[Stored items]
----------
PR #3979, opened 2019-08-21
Fix numpy version on 1.16.*

PrimozGodec:
##### Issue

AppVeyor fails on openTSNE import - reason numba issue.

##### Description of changes

With this PR we fixed the numpy version on 1.1.6.* It can be undone when numba resolves an issue.

##### Includes
- [ ] Code changes
- [ ] Tests
- [ ] Documentation

### DIFF
--- a/appveyor.yml
+++ b/appveyor.yml
@@ -20,7 +20,7 @@ environment:
     BUILD_GLOBAL_OPTIONS: build -j1
     BUILD_ENV: wheel==0.29.0 pip==9.0.1 numpy==1.13.* -r requirements-doc.txt
     # SIP 4.19.4+ with PyQt5==5.9.1+ segfault our tests (GH-2756)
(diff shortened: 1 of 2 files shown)


janezd:
Seem OK. May I (change the title and) merge?

PrimozGodec:
This PR changes just the numpy version for tests I think it is wort test if this is only the issue of AppVeyor or issue of any Windows installation. 

I mean if AppVeyor fails there is a chance that some users have a Windows machine where this will happen to.

PrimozGodec:
I suggest fixing the numpy version for Orange until the issue is fixed.

janezd:
Should we have ==1.6.* (as proposed in this PR) or <1.17.*? Currently it's ==1.14, and 1.14 is still OK.

PrimozGodec:
There is also a similar issue with numpy-1.14.6 (this is what AppVeyor is currently using) 
One of the logs: https://ci.appveyor.com/project/biolab/orange3-75xll/builds/26879946?fullLog=true

lanzagar:
OK, let's fix it to 1.16 then and hope it is soon fixed upstream and we can remove the restriction.

PR #3980, opened 2019-08-22
[FIX] Heat map: Cannot cluster a single instance

### LINKED ISSUE #3975: Heat Map: Row clustering fails on class value with a single instance
**Describe the bug**
Heat Map crashes with
`ValueError: The number of observations cannot be determined on an empty distance matrix.`

**To Reproduce**
File (load test data from below) - Heat Map (Cluster Rows).

**Orange version:**
3.23.dev

**Expected behavior**
Heat Map doesn't crash.

**Additional context**
Test data.

c1 | c2
-- | --
1 | 6
2 | 5

VesnaT:
##### Issue

Fixes #3975

##### Includes
- [X] Code changes
- [X] Tests
- [ ] Documentation

### DIFF
--- a/Orange/widgets/visualize/owheatmap.py
+++ b/Orange/widgets/visualize/owheatmap.py
@@ -318,11 +318,11 @@ class RowPart(RowPart):  # pylint: disable=function-redefined
                                cluster, cluster_ordered)
 
     @property
-    def is_empty(self):
+    def can_cluster(self):
         if isinstance(self.indices, slice):
-            return (self.indices.stop - self.indices.start) == 0
+            return (self.indices.stop - self.indices.start) > 1
         else:
-            return len(self.indices) == 0
+            return len(self.indices) > 1
 
     @property
     def cluster_ord(self):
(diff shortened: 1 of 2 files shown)


Orange/widgets/visualize/owheatmap.py
```diff
@@ -320,9 +320,9 @@ def __new__(cls, title, indices, sortindices, cluster=None,
     @property
     def is_empty(self):
         if isinstance(self.indices, slice):
-            return (self.indices.stop - self.indices.start) == 0
+            return (self.indices.stop - self.indices.start) < 2
         else:
-            return len(self.indices) == 0
+            return len(self.indices) < 2
```
lanzagar: The name of the property becomes a bit awkward (=wrong) after this fix, since it does not check if the group is empty anymore, but if it contains 0 or 1 items.
However, it is only used in one place and apart from the exotic definition of "empty" it works as it should.
I am fine merging this as is.
Possible fixes (if you feel it is worth it) would be for example
- inverting the property to `has_multiple_items` (can't think of a better name) and dropping the `not` where it is called
- remove the property and implement `__len__` instead and check that it is `< 2` in the `cluster_rows` method (only use of the property)

PR #3982, opened 2019-08-23
Boxplot: Show chi2 statistics

### LINKED ISSUE #3971: Add chi**2 to boxplot when multiple categorical features are selected
Nope not really, just an enhancement.

The box plot widget outputs student's t-test or ANOVA statistics, including p-values, when selecting a categorical and numerical feature. I really like that; eyeballing is great and all but having the test stats so easily available really enhances the experience. In the same way that that's useful when comparing group means, I think that a Chi**2 statistic would be useful when comparing two categorical features in the same widget. For example using the [census](https://archive.ics.uci.edu/ml/datasets/adult) dataset, we can compare Income (the target) to the "workclass" feature and get this output in the boxplot widget:

image

We can calculate the chi**2 statistic and p-value for these 2 features with scipy.stats.chi2_contingency:

```Python
import scipy.stats as ss
import pandas as pd

# instantiate the census data into a dataframe called df

ss.chi2_contingency(pd.crosstab(df.workclass, df.income).values)
```
Output is chi2 statistic: 1045.7085997281692 and p-value: 2.026505431120716e-220

I think it'd be nice to have those printed on the bottom of the box plot widget when comparing categorical features.

Calculating it isn't especially arduous so that alternative exists. This is definitely a _nice to have_.

**Additional context**
None necessary I think.

janezd:
##### Issue

Fixes #3971.

##### Description of changes

@ajdapretnar, please do some clicking. It seems to work and it should pass the test, but this widget code is rather contrived, so I wasn't too comfortable changing it.

##### Includes
- [X] Code changes

### DIFF
--- a/Orange/widgets/visualize/owboxplot.py
+++ b/Orange/widgets/visualize/owboxplot.py
@@ -11,7 +11,7 @@ from AnyQt.QtGui import QPen, QColor, QBrush, QPainterPath, QPainter, QFont
 from AnyQt.QtCore import Qt, QEvent, QRectF, QSize
 
 import scipy.special
-from scipy.stats import f_oneway, chisquare
+from scipy.stats import f_oneway, chi2_contingency
 
 import Orange.data
 from Orange.data.filter import FilterDiscrete, FilterContinuous, Values
@@ -129,8 +129,8 @@ class OWBoxPlot(widget.OWWidget):
     when the user changes display settings or colors.
 
     For discrete attributes, the flow is a bit simpler: the elements are not
-    constructed in advance (by layout_changed). Instead, layout_changed and
-    display_changed call display_changed_disc that draws everything.
+    constructed in advance (by layout_changed). Instead, _display_changed_disc
+    draws everything.
     """
     name = "Box Plot"
     description = "Visualize the distribution of feature values in a box plot."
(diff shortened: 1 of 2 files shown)


Orange/widgets/visualize/owboxplot.py
```diff
@@ -738,6 +742,16 @@ def stat_ANOVA():
...
 
+    def _compute_tests_disc(self):
+        if self.group_var is None or self.attribute is None:
+            self.stat_test = ""
+        else:
+            chi, p, dof = self._chi_square(self.group_var, self.attribute)
+            if np.isnan(p):
+                self.stat_test = ""
+            else:
+                self.stat_test = f"χ²: {chi:.2f} (p={p:.3f}, dof={dof})"
```
ajdapretnar: I like that this is shown below, but after clicking 'Stretch bars', it disappears and never shows up again (unless attribute is changed).

Orange/widgets/visualize/owboxplot.py
```diff
@@ -378,6 +364,26 @@ def compute_score(attr):
...
+        if min(observed.shape) < 2:
+            return 0, 2, 0
+        expected = \
+            np.outer(observed.sum(axis=1), observed.sum(axis=0)) / \
+            np.sum(observed)
+        dof = (len(group_var.values) - 1) * (len(attr.values) - 1)
+        return chisquare(
+            observed.ravel(), f_exp=expected.ravel(),
+            ddof=sum(observed.shape) - 2
+        ) + (dof, )
```
thocevar: We could replace the computation of expected values and the return by `return scipy.stats.chi2_contingency(observed)[:3]`, which does the same thing (https://docs.scipy.org/doc/scipy/reference/generated/scipy.stats.chi2_contingency.html).

PR #6331, opened 2023-02-07
[FIX] Concatenate - preserve table names when compute value ignored

PrimozGodec:
##### Issue

Coconcate widget does not preserve table names when compute value is ignored, so `unknown` appears in the `Source ID` column instead of the correct name.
----------
# Required work
Write out the data above once more, exactly as it stands.

# Reply
PR #3979, opened 2019-08-21
Fix numpy version on 1.16.*

PrimozGodec:
##### Issue

AppVeyor fails on openTSNE import - reason numba issue.

##### Description of changes

With this PR we fixed the numpy version on 1.1.6.* It can be undone when numba resolves an issue.

##### Includes
- [ ] Code changes
- [ ] Tests
- [ ] Documentation

### DIFF
--- a/appveyor.yml
+++ b/appveyor.yml
@@ -20,7 +20,7 @@ environment:
     BUILD_GLOBAL_OPTIONS: build -j1
     BUILD_ENV: wheel==0.29.0 pip==9.0.1 numpy==1.13.* -r requirements-doc.txt
     # SIP 4.19.4+ with PyQt5==5.9.1+ segfault our tests (GH-2756)
(diff shortened: 1 of 2 files shown)


janezd:
Seem OK. May I (change the title and) merge?

PrimozGodec:
This PR changes just the numpy version for tests I think it is wort test if this is only the issue of AppVeyor or issue of any Windows installation. 

I mean if AppVeyor fails there is a chance that some users have a Windows machine where this will happen to.

PrimozGodec:
I suggest fixing the numpy version for Orange until the issue is fixed.

janezd:
Should we have ==1.6.* (as proposed in this PR) or <1.17.*? Currently it's ==1.14, and 1.14 is still OK.

PrimozGodec:
There is also a similar issue with numpy-1.14.6 (this is what AppVeyor is currently using) 
One of the logs: https://ci.appveyor.com/project/biolab/orange3-75xll/builds/26879946?fullLog=true

lanzagar:
OK, let's fix it to 1.16 then and hope it is soon fixed upstream and we can remove the restriction.

PR #3980, opened 2019-08-22
[FIX] Heat map: Cannot cluster a single instance

### LINKED ISSUE #3975: Heat Map: Row clustering fails on class value with a single instance
**Describe the bug**
Heat Map crashes with
`ValueError: The number of observations cannot be determined on an empty distance matrix.`

**To Reproduce**
File (load test data from below) - Heat Map (Cluster Rows).

**Orange version:**
3.23.dev

**Expected behavior**
Heat Map doesn't crash.

**Additional context**
Test data.

c1 | c2
-- | --
1 | 6
2 | 5

VesnaT:
##### Issue

Fixes #3975

##### Includes
- [X] Code changes
- [X] Tests
- [ ] Documentation

### DIFF
--- a/Orange/widgets/visualize/owheatmap.py
+++ b/Orange/widgets/visualize/owheatmap.py
@@ -318,11 +318,11 @@ class RowPart(RowPart):  # pylint: disable=function-redefined
                                cluster, cluster_ordered)
 
     @property
-    def is_empty(self):
+    def can_cluster(self):
         if isinstance(self.indices, slice):
-            return (self.indices.stop - self.indices.start) == 0
+            return (self.indices.stop - self.indices.start) > 1
         else:
-            return len(self.indices) == 0
+            return len(self.indices) > 1
 
     @property
     def cluster_ord(self):
(diff shortened: 1 of 2 files shown)


Orange/widgets/visualize/owheatmap.py
```diff
@@ -320,9 +320,9 @@ def __new__(cls, title, indices, sortindices, cluster=None,
     @property
     def is_empty(self):
         if isinstance(self.indices, slice):
-            return (self.indices.stop - self.indices.start) == 0
+            return (self.indices.stop - self.indices.start) < 2
         else:
-            return len(self.indices) == 0
+            return len(self.indices) < 2
```
lanzagar: The name of the property becomes a bit awkward (=wrong) after this fix, since it does not check if the group is empty anymore, but if it contains 0 or 1 items.
However, it is only used in one place and apart from the exotic definition of "empty" it works as it should.
I am fine merging this as is.
Possible fixes (if you feel it is worth it) would be for example
- inverting the property to `has_multiple_items` (can't think of a better name) and dropping the `not` where it is called
- remove the property and implement `__len__` instead and check that it is `< 2` in the `cluster_rows` method (only use of the property)

PR #3982, opened 2019-08-23
Boxplot: Show chi2 statistics

### LINKED ISSUE #3971: Add chi**2 to boxplot when multiple categorical features are selected
Nope not really, just an enhancement.

The box plot widget outputs student's t-test or ANOVA statistics, including p-values, when selecting a categorical and numerical feature. I really like that; eyeballing is great and all but having the test stats so easily available really enhances the experience. In the same way that that's useful when comparing group means, I think that a Chi**2 statistic would be useful when comparing two categorical features in the same widget. For example using the [census](https://archive.ics.uci.edu/ml/datasets/adult) dataset, we can compare Income (the target) to the "workclass" feature and get this output in the boxplot widget:

image

We can calculate the chi**2 statistic and p-value for these 2 features with scipy.stats.chi2_contingency:

```Python
import scipy.stats as ss
import pandas as pd

# instantiate the census data into a dataframe called df

ss.chi2_contingency(pd.crosstab(df.workclass, df.income).values)
```
Output is chi2 statistic: 1045.7085997281692 and p-value: 2.026505431120716e-220

I think it'd be nice to have those printed on the bottom of the box plot widget when comparing categorical features.

Calculating it isn't especially arduous so that alternative exists. This is definitely a _nice to have_.

**Additional context**
None necessary I think.

janezd:
##### Issue

Fixes #3971.

##### Description of changes

@ajdapretnar, please do some clicking. It seems to work and it should pass the test, but this widget code is rather contrived, so I wasn't too comfortable changing it.

##### Includes
- [X] Code changes

### DIFF
--- a/Orange/widgets/visualize/owboxplot.py
+++ b/Orange/widgets/visualize/owboxplot.py
@@ -11,7 +11,7 @@ from AnyQt.QtGui import QPen, QColor, QBrush, QPainterPath, QPainter, QFont
 from AnyQt.QtCore import Qt, QEvent, QRectF, QSize
 
 import scipy.special
-from scipy.stats import f_oneway, chisquare
+from scipy.stats import f_oneway, chi2_contingency
 
 import Orange.data
 from Orange.data.filter import FilterDiscrete, FilterContinuous, Values
@@ -129,8 +129,8 @@ class OWBoxPlot(widget.OWWidget):
     when the user changes display settings or colors.
 
     For discrete attributes, the flow is a bit simpler: the elements are not
-    constructed in advance (by layout_changed). Instead, layout_changed and
-    display_changed call display_changed_disc that draws everything.
+    constructed in advance (by layout_changed). Instead, _display_changed_disc
+    draws everything.
     """
     name = "Box Plot"
     description = "Visualize the distribution of feature values in a box plot."
(diff shortened: 1 of 2 files shown)


Orange/widgets/visualize/owboxplot.py
```diff
@@ -738,6 +742,16 @@ def stat_ANOVA():
...
 
+    def _compute_tests_disc(self):
+        if self.group_var is None or self.attribute is None:
+            self.stat_test = ""
+        else:
+            chi, p, dof = self._chi_square(self.group_var, self.attribute)
+            if np.isnan(p):
+                self.stat_test = ""
+            else:
+                self.stat_test = f"χ²: {chi:.2f} (p={p:.3f}, dof={dof})"
```
ajdapretnar: I like that this is shown below, but after clicking 'Stretch bars', it disappears and never shows up again (unless attribute is changed).

Orange/widgets/visualize/owboxplot.py
```diff
@@ -378,6 +364,26 @@ def compute_score(attr):
...
+        if min(observed.shape) < 2:
+            return 0, 2, 0
+        expected = \
+            np.outer(observed.sum(axis=1), observed.sum(axis=0)) / \
+            np.sum(observed)
+        dof = (len(group_var.values) - 1) * (len(attr.values) - 1)
+        return chisquare(
+            observed.ravel(), f_exp=expected.ravel(),
+            ddof=sum(observed.shape) - 2
+        ) + (dof, )
```
thocevar: We could replace the computation of expected values and the return by `return scipy.stats.chi2_contingency(observed)[:3]`, which does the same thing (https://docs.scipy.org/doc/scipy/reference/generated/scipy.stats.chi2_contingency.html).

PR #6331, opened 2023-02-07
[FIX] Concatenate - preserve table names when compute value ignored

PrimozGodec:
##### Issue

Coconcate widget does not preserve table names when compute value is ignored, so `unknown` appears in the `Source ID` column instead of the correct name.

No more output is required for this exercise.